Filed under Teaching Whore Press

3 responses to “Superintendent knows the teachers are up to something

  1. Now this is funny……

    spread the humor:charlywalker.wordpress.com

  2. Miss Crabtree

    It is suspected that the deep purple nature of Ms. True’s graphed results are the consequence of the beet ragout concocted by district dieticians after receiving a (pardon the expression) shitload of government beets waylaid from an overage of beet production last fall in Minnesota. Rather than paying to store the beets any longer, the vegetables were diverted to school lunch programs in strategically located states. “That beats all,” exclaimed Mitzy Schonberger, head of the Wyoming’s school lunch oversight task force. “Beets are good for you. They are rich in Vitamins B, E, and T. But they are hell to get out of the aprons worn by most of our school lunch personnel. We sent out a warning to all the cafeterias.”

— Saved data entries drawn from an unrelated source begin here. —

PR #2867, opened 2023-11-05
Add interfaces for executor/fetcher/storagesvc clients

sanketsudake:
## Description

- Making all fission contained http clients internal and adding interfaces for them
- This would help in testing services individually and test them with mocks

Fixes #

## Checklist:

### DIFF
--- a/pkg/router/router.go
+++ b/pkg/router/router.go
@@ -52,7 +52,7 @@ import (
 	"go.uber.org/zap"
 
 	"github.com/fission/fission/pkg/crd"
-	executorClient "github.com/fission/fission/pkg/executor/client"
+	eclient "github.com/fission/fission/pkg/executor/client"
 	"github.com/fission/fission/pkg/throttler"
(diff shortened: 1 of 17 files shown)


pkg/router/router.go
```diff
@@ -98,7 +98,7 @@ func serve(ctx context.Context, logger *zap.Logger, port int,
 }
 
 // Start starts a router
-func Start(ctx context.Context, clientGen crd.ClientGeneratorInterface, logger *zap.Logger, port int, executorURL string) error {
+func Start(ctx context.Context, clientGen crd.ClientGeneratorInterface, logger *zap.Logger, port int, executor eclient.ClientInterface) error {
```
pranoyk, line 101: Why did we move `executor eclient.ClientInterface` to the parameter?

sanketsudake: So that we can unit test router by mocking the executor calls.
This allows us to write tests with router and envtests and skipping rest of fission services.

PR #2899, opened 2024-01-08
Add kubernetes QPS and Burst limit configuration

sanketsudake:
## Description

Added configurable kubernetes client limits burst and QPS
Default QPS 200 and burst 500.

Fixes #

## Checklist:

### DIFF
--- a/pkg/crd/client.go
+++ b/pkg/crd/client.go
@@ -35,6 +35,11 @@ import (
 	"github.com/fission/fission/pkg/utils"
 )
 
+const (
+	EnvKubeClientQps   = "KUBE_CLIENT_QPS"
+	EnvKubeClientBurst = "KUBE_CLIENT_BURST"
+)
+
 type (
 	ClientGeneratorInterface interface {
 		GetRestConfig() (*rest.Config, error)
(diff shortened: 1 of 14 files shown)


pkg/crd/client.go
```diff
@@ -60,6 +65,20 @@ func (cg *ClientGenerator) getRestConfig() (*rest.Config, error) {
 	if err != nil {
 		return nil, err
 	}
+
+	qps, _ := utils.GetUIntValueFromEnv(EnvKubeClientQps)
```
pranoyk, line 69: Should we use `utils.GetIntValueFromEnv` instead of `utils.GetUIntValueFromEnv`?

pranoyk: Or rather use `utils.GetUIntValueFromEnv` only to get max QPS and max ClientBurst since these are always positive integers.

sanketsudake: actual usage is in float and int so sticked to types as suggested by linter and code scanner

```
cg.restConfig.QPS = float32(qps)
cg.restConfig.Burst = burst
```

pranoyk (approved):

    Local Tea Party officials championed the savings garnered by removing beets from storage and putting them onto the lunch trays of thousands of school children. “I wouldn’t eat ’em myself,” explained Bud Tugly, the Grand Teamaster of Laramie, “But they’re good enough for them kids to chow down on.”

  3. Luke

    I laughed out loud at “Apparently, I have to shit more than the average teacher, as my bar graph is quite a bit higher and more purple than most other teachers.”.